Anyway, this 74 minute film is about two perky and attractive college students (Peter Hooten and Katharine Baumann, both of whom give good performances) who decided to go visit their first Michael who has dropped out of society and is currently living in a cabin out in the middle of the woods.  The majority of the film is an endless montage of scenes of Hooten and Baumann hiking through the wilderness while a singer named Roberta Van Dere warbles away on the soundtrack, singing some of the most annoyingly 70s folk songs ever written.  I’m sad to say that I got one of them, Animals Are Clumsy Too, stuck in my head.  Once they finally reach the cabin, they discover that Michael is off wandering about.  They decide to wait around for Michael to show up which leads to them being spotted by two inbred hicks who proceed to rape Baumann before running off.  The next morning, Michael shows up and hey, he’s Robert Englund!  Michael hears what has happened and, instead of going to the police or, at the very least, getting Baumann to a hospital,  he tells her that she just needs to “push the demons out” and get on with living.  Which, by the way, is complete bullshit.  It’s one thing to discover strength you previously didn’t realize you had as the result of something terrible, it’s another thing to seriously expect a woman to shrug it off after a day or two or to consider rape to be a character-building exercise as this film seems to.  Say what you will about I Spit On Your Grave, at least that film understood that rape is an unforgivable violation and more than just a bad thing that might happen in the woods.  I swear, just when I think that I can’t hate the late 60s and early 70s anymore than I already do, I see a film like this.

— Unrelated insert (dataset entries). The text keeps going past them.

PR #1168, opened 2020-09-02
Remove credentials in meta message

vincent-psarga:
## Summary

Some CI (like GitLab) may use remote location using login/password (eg: `https://mylogin:mypassword@gitlab-ci.com/org/repo.git`).
The meta message will use it and, if used with [reports](https://reports.cucumber.io), will display it.

The idea is to remove the credentials part of the remote URL (in the previous example, https://gitlab-ci.com/org/repo.git`)

## Motivation and Context

Avoid sharing credentials.

## How Has This Been Tested?

Unit + Integration tests.

## Types of changes

## Checklist:

### DIFF
--- a/create-meta/ruby/lib/cucumber/create_meta.rb
+++ b/create-meta/ruby/lib/cucumber/create_meta.rb
@@ -44,7 +44,7 @@ module Cucumber
         url: url,
         name: ci_name,
         git: Cucumber::Messages::Meta::CI::Git.new(
-          remote: evaluate(ci_system['git']['remote'], env),
+          remote: clean_sensitive_information(evaluate(ci_system['git']['remote'], env)),
           revision: evaluate(ci_system['git']['revision'], env),
           branch: evaluate(ci_system['git']['branch'], env),
           tag: evaluate(ci_system['git']['tag'], env),
--- a/create-meta/ruby/lib/cucumber/create_meta.rb
+++ b/create-meta/ruby/lib/cucumber/create_meta.rb
@@ -80,6 +80,13 @@ module Cucumber
       m[1]
     end
 
-    module_function :create_meta, :detect_ci, :create_ci, :group1, :evaluate
+    def clean_sensitive_information(value)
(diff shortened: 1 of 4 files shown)


aslakhellesoy:
> if used with reports, will display it

It won't actually display it, on the web page. The vulnerability is that the ndjson message stream is publicly available, and anyone who guesses a URL can obtain credentials.

create-meta/java/src/main/java/io/cucumber/createmeta/CreateMeta.java
```diff
@@ -57,6 +57,17 @@
                 .build();
     }
 
+    public static String cleanSensitiveInformation(String value) {
```
aslakhellesoy, line 60: The only field that can contain credentials is the git remote, which is a URL. I think it would be safer to parse the value into a URL object, remove the credentials using the URL API and then write it out again.

create-meta/java/src/test/java/io/cucumber/createmeta/CleanSensitiveInformationTest.java
```diff
@@ -0,0 +1,33 @@
...
+
+import java.util.HashMap;
+import java.util.regex.Matcher;
+import java.util.regex.Pattern;
+
+import static org.hamcrest.MatcherAssert.assertThat;
+import static org.hamcrest.Matchers.matchesPattern;
+import static org.junit.jupiter.api.Assertions.assertEquals;
+
+public class CleanSensitiveInformationTest {
```
mpkorstanje, line 13: With JUnit 5 test classes can be package private. This is nice because code completion won't suggest them outside of their package.

create-meta/java/src/main/java/io/cucumber/createmeta/CreateMeta.java
aslakhellesoy: I've done this now

aslakhellesoy:
I think this is good to go now. I've refactored to using url parsing. I've also made the code handle null input to prevent this from blowing up when the environment variables are not defined.

PR #1179, opened 2020-09-09
Enable overriding components used in @cucumber/react

vincent-psarga:
## Summary

In order to ease integration of `@cucucmber/react` into other tools, we need to make sure than it is possible to override/customize the components used for rendering.
This PR proposes a solution allowing to override/change the Attachments` component, if proved useful, it may be applied to other components.

Also, I moved all the `Context` objects into a `/contexts` folder, similar to `/components` as we start having too much of them ;)

## Details

As we render everything based on the Gherkin AST, trying to pass properties to `GherkinDocumentList` will quickly become a mess.
The idea here is to have a new `Context` object, called `MessageToComponentMappingContext` which provides a mapping between a `message` and the component used to render it.

We will not make all components customisable for now, this PR focuses on the Attachments ad if it works fine, it will be generalised based on our need.

## Motivation and Context

Enable customisation of the components in other applications than `cucumber-html-report`

## How Has This Been Tested?

With some mocha tests ensuring we can override the component.

## Types of changes

## Checklist:


aslakhellesoy:
Can you add a StoryBook example?

vincent-psarga:
I've added an extra component to lookup which component to use, but I'm definitely not a fan of the name (`CustomizableAttachment`), if anyone has a better idea, I take it :)

> Can you add a StoryBook example?

Done :)

aslakhellesoy:
I'd like to upgrade StoryBook as part of this PR. We're long overdue upgrading to v6.

I know there is an argument for doing that in a separate PR. However, separate issues for doing upgrades tend to be down-prioritised.

By having a policy that states "Every PR should also make sure all dependencies are the most recent ones", we're adding a bit of boy-scouting to our process....

aslakhellesoy:
Bump

aslakhellesoy:
This is superseded by https://github.com/cucumber/common/pull/1391

PR #1182, opened 2020-09-13
datatable/java: Support for Optional<T>

rasklaad:
## Summary
Ability to use a tables with Optional types.
## Details
I've added a new TableCellTransformers.

## Motivation and Context

https://github.com/cucumber/cucumber/issues/1091

## Types of changes

## Checklist:


datatable/java/datatable/src/main/java/io/cucumber/datatable/DataTableTypeRegistry.java
```diff
@@ -57,6 +58,44 @@ public DataTableTypeRegistry(Locale locale) {
         TableCellTransformer<Double> doubleTableCellTransformer = applyIfPresent(numberParser::parseDouble);
         defineDataTableType(new DataTableType(Double.class, doubleTableCellTransformer));
         defineDataTableType(new DataTableType(double.class, doubleTableCellTransformer));
+
+        TableCellTransformer<Optional<Object>> optionalTableCellTransformer =
+                (String s) -> s == null || s.isEmpty() ? Optional.empty() : Optional.of(s);
```
mpkorstanje, line 63: The pattern `s == null || s.isEmpty() ? Optional.empty() : Optional.of(do-something-transformer-specific)` is very repetitive. Have a look at the way `applyIfPresent` is used to see if you can remove this repetition this..

datatable/java/datatable/src/main/java/io/cucumber/datatable/DataTableTypeRegistry.java
```diff
@@ -57,6 +58,44 @@ public DataTableTypeRegistry(Locale locale) {
...
+        defineDataTableType(new DataTableType(optionalString, optionalTableCellTransformer));
+
+        Type optionalDouble = new TypeReference<Optional<Double>>() { }.getType();
+        TableCellTransformer<Optional<Double>> optionalDoubleTableCellTransformer =
+                (String s) -> s == null || s.isEmpty() ? Optional.empty() : Optional.of(numberParser.parseDouble(s));
+        defineDataTableType(new DataTableType(optionalDouble, optionalDoubleTableCellTransformer));
+
+        Type optionalFloat = new TypeReference<Optional<Float>>() { }.getType();
+        TableCellTransformer<Optional<Float>> optionalFloatTableCellTransformer =
+                (String s) -> s == null || s.isEmpty() ? Optional.empty() : Optional.of(numberParser.parseFloat(s));
```
mpkorstanje, line 76: The transformer specific function (e.g. `numberParser.parseFloat`) for both the optional and non-optional transformer should be the same. However it is very hard to verify that this is the case. By moving the definition of the optional and non-optional transformer closer together you can resolve this.

Additionally, in combination with my previous comment you can possibly also make it easier to verify that the transformer specific part is indeed the same.

datatable/java/datatable/src/main/java/io/cucumber/datatable/DataTableTypeRegistry.java
```diff
@@ -57,6 +58,44 @@ public DataTableTypeRegistry(Locale locale) {
...
+                (String s) -> s == null || s.isEmpty() ? Optional.empty() : Optional.of(Byte.decode(s));
+        defineDataTableType(new DataTableType(optionalByte, optionalByteTableCellTransformer));
+
+        Type optionalBigDecimal = new TypeReference<Optional<BigDecimal>>() { }.getType();
+        TableCellTransformer<Optional<BigDecimal>> optionalBigDecimalTableCellTransformer =
+                (String s) -> s == null || s.isEmpty() ? Optional.empty() : Optional.of(numberParser.parseBigDecimal(s));
+        defineDataTableType(new DataTableType(optionalBigDecimal, optionalBigDecimalTableCellTransformer));
+
+
+        Type optionalBigInt = new TypeReference<Optional<BigInteger>>() { }.getType();
```
mpkorstanje, line 95: `optionalBigInt` -> `optionalBigInteger`. It's  okay to spell things out.

mpkorstanje (changes requested):
Looking good! Though the code is a bit repetitive. You can probably use lambda functions or method references to extract out the common parts.

datatable/java/datatable/src/main/java/io/cucumber/datatable/DataTableTypeRegistry.java
```diff
@@ -26,69 +26,79 @@
...
     }
 
     private static <R> TableCellTransformer<R> applyIfPresent(Function<String, R> f) {
         return s -> s == null ? null : f.apply(s);
     }
 
-    private static <T> TableCellTransformer<Optional<T>> transformAsOptional(TableCellTransformer<T> tableCellTransformer) {
-        return s -> s == null || s.isEmpty() ? Optional.empty() : Optional.of(tableCellTransformer.transform(s));
+    private static <R> TableCellTransformer<Optional<R>> optionalIfAbsent(TableCellTransformer<R> t) {
+        return s -> s == null || s.isEmpty() ? Optional.empty() : Optional.ofNullable(t.transform(s));
```
mpkorstanje, line 101: While it would be unexpected the function returned by `applyIfPresent` will return null when `f.appy` returns `null`. So `ofNullable` should be used here.

datatable/java/datatable/src/main/java/io/cucumber/datatable/DataTableTypeRegistry.java
```diff
@@ -26,69 +26,79 @@
...
+        }
+        {
+            TableCellTransformer<Short> shortTableCellTransformer = applyIfPresent(Short::decode);
+            defineDataTableType(new DataTableType(Short.class, shortTableCellTransformer));
+            defineDataTableType(new DataTableType(short.class, shortTableCellTransformer));
+            Type optionalShort = new TypeReference<Optional<Short>>() {}.getType();
+            defineDataTableType(new DataTableType(optionalShort, optionalIfAbsent(shortTableCellTransformer)));
+        }
+        {
+            TableCellTransformer<Integer> integerTableCellTransformer = applyIfPresent(Integer::decode);
```
mpkorstanje, line 67: I've moved the optional transformers next to their non-optional counter parts. This allowed me to see that the transformer for integer was missing.

datatable/java/datatable/src/main/java/io/cucumber/datatable/DataTableTypeRegistry.java
```diff
@@ -26,69 +26,79 @@
...
-
-        Type optionalBigInteger = new TypeReference<Optional<BigInteger>>() { }.getType();
-        defineDataTableType(new DataTableType(optionalBigInteger, transformAsOptional(bigIntegerTableCellTransformer)));
+        {
+            TableCellTransformer<Object> objectTableCellTransformer = applyIfPresent(s -> s);
+            defineDataTableType(new DataTableType(Object.class, objectTableCellTransformer, true));
+            defineDataTableType(new DataTableType(Optional.class, optionalIfAbsent(objectTableCellTransformer), true));
+        }
+        {
+            TableCellTransformer<Object> stringTableCellTransformer = applyIfPresent(s -> s);
```
mpkorstanje, line 35: For consistency I've split `Object` and `String`.

datatable/java/datatable/src/main/java/io/cucumber/datatable/DataTableTypeRegistry.java
```diff
@@ -26,69 +26,79 @@
...
+            TableCellTransformer<Double> doubleTableCellTransformer = applyIfPresent(numberParser::parseDouble);
+            defineDataTableType(new DataTableType(Double.class, doubleTableCellTransformer));
+            defineDataTableType(new DataTableType(double.class, doubleTableCellTransformer));
+            Type optionalDouble = new TypeReference<Optional<Double>>() {}.getType();
+            defineDataTableType(new DataTableType(optionalDouble, optionalIfAbsent(doubleTableCellTransformer)));
+        }
     }
 
     private static <R> TableCellTransformer<R> applyIfPresent(Function<String, R> f) {
         return s -> s == null ? null : f.apply(s);
```
mpkorstanje, line 97: I'm wondering why we're not checking for the empty string here.

datatable/java/datatable/src/main/java/io/cucumber/datatable/DataTableTypeRegistry.java
```diff
@@ -26,69 +26,79 @@
...
-
-        Type optionalBigDecimal = new TypeReference<Optional<BigDecimal>>() { }.getType();
-        defineDataTableType(new DataTableType(optionalBigDecimal, transformAsOptional(bigDecimalTableCellTransformer)));
-
-        Type optionalBigInteger = new TypeReference<Optional<BigInteger>>() { }.getType();
-        defineDataTableType(new DataTableType(optionalBigInteger, transformAsOptional(bigIntegerTableCellTransformer)));
+        {
+            TableCellTransformer<Object> objectTableCellTransformer = applyIfPresent(s -> s);
+            defineDataTableType(new DataTableType(Object.class, objectTableCellTransformer, true));
+            defineDataTableType(new DataTableType(Optional.class, optionalIfAbsent(objectTableCellTransformer), true));
```
mpkorstanje, line 32: `true` here marks the `DataTableType` as replaceable. This means that it's possible to register a new transformer that replaces this one. However this means that the optional transformer is not replaced. This seems somewhat inconsistent.

I would expect that when I replace the `objectTableCellTransformer` for `Object`, the `Optional<Objec>t` transformer is used.  And with that in mind would also expect that by registering a transformer for `X` I would have also registered one for `Optional<X>`.

datatable/java/datatable/src/main/java/io/cucumber/datatable/DataTableTypeRegistry.java
rasklaad: I think empty string is completely fine for stringTableCellTransformer, but it is not fine for others.
Now we throw exception for this case:
```
DataTable table = parse("",
                "| header1   | header2   |",
                "| 1              |                 |"
        );
converter.toMaps(table, String.class, byte.class);

>> io.cucumber.datatable.CucumberDataTableException: 'java.util.List<java.util.List<byte>>' could not transform
      | 1 | [empty] |
```
I think we can safely change this to null if the string is empty.

datatable/java/datatable/src/main/java/io/cucumber/datatable/DataTableTypeRegistry.java
rasklaad: So looks like we have to remove Optional transformers from constructor, and just define Optional<X> for any type in io.cucumber.datatable.DataTableTypeRegistry#defineDataTableType
Will that work?

mpkorstanje:
@rasklaad I've been playing around a bit with automatically registering the optional variant of every table cell transformer that is registered. The problem is a bit more complicated because I'm also adding a new `OptionalType` which means that `DataTableTypeRegistryTableConverter` is missing a few cases that would previously be covered by `OtherType`.  However I do think it will be a better solution.

 https://github.com/cucumber/cucumber/tree/datatable-java-optional-type-replacement

mpkorstanje:
Nevermind. Too complicated.

datatable/java/datatable/src/main/java/io/cucumber/datatable/DataTableTypeRegistry.java
mpkorstanje: I don't know yet. This solution has the advantage of being conceptually consistent.

My suggestion isn't.

mpkorstanje:
@rasklaad I've pushed some changes.

Instead of registering transformers for all optionals, we'll look at the type we are trying to convert too. If the type we are trying to convert too is an optional and has an a regular transformer then we'll wrap the regular transformer in an optional transformer and return that. 

Now I had to throw a whole bunch of tests away. They weren't interesting. They all covered the same thing. When a cell transformer is registered for a type it also works for the optional variant of that type. So we don't need to check all types.

What do you think?

mpkorstanje (approved):

mpkorstanje:
I think this will do. Cheers!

Track of the Moon Beast (dir. by Dick Ashe)

When it comes to bad movies from the 70s, I prefer the likes of 1976’s Track of the Moonbeast to Sunburst/Slashed Dreams.  This films takes place in New Mexico and tells the story of Paul (Chase Cordel), a slow-talking mineralogist who gets a chunk of moon rock lodged into his brain.  As a result, he turns into a gigantic lizard and goes around killing people.  His only hope appears to be his old friend, the stoic Profession Johnny Longbow (Gregorio Sala) who knows all sorts of indian lore.  He also knows how to make stew and early on in the film, he gives a world-weary monologue about what ingredients he puts in his stew.  (Onions, mostly).  Anyway, this is an awful, awful film that’s full of bad acting, bad special effects, and dumb dialogue.  It’s also a lot of fun and it features the guy pictured below singing a song called California Lady that got stuck in my head almost as quickly as Animals Are Clumsy Too.  I loved Track of the Moon Beast.

So, out of these six, I would definitely recommend Track of the Moon Beast and Dr. Tarr’s Torture DungeonThe Cold and Oasis of the Zombies should be watched only by people who are already familiar with the work of Bill Rebane and Jess Franco.  Legend of Big Foot might be amusing if you’re intoxicated and Slashed Dreams is the one to definitely avoid.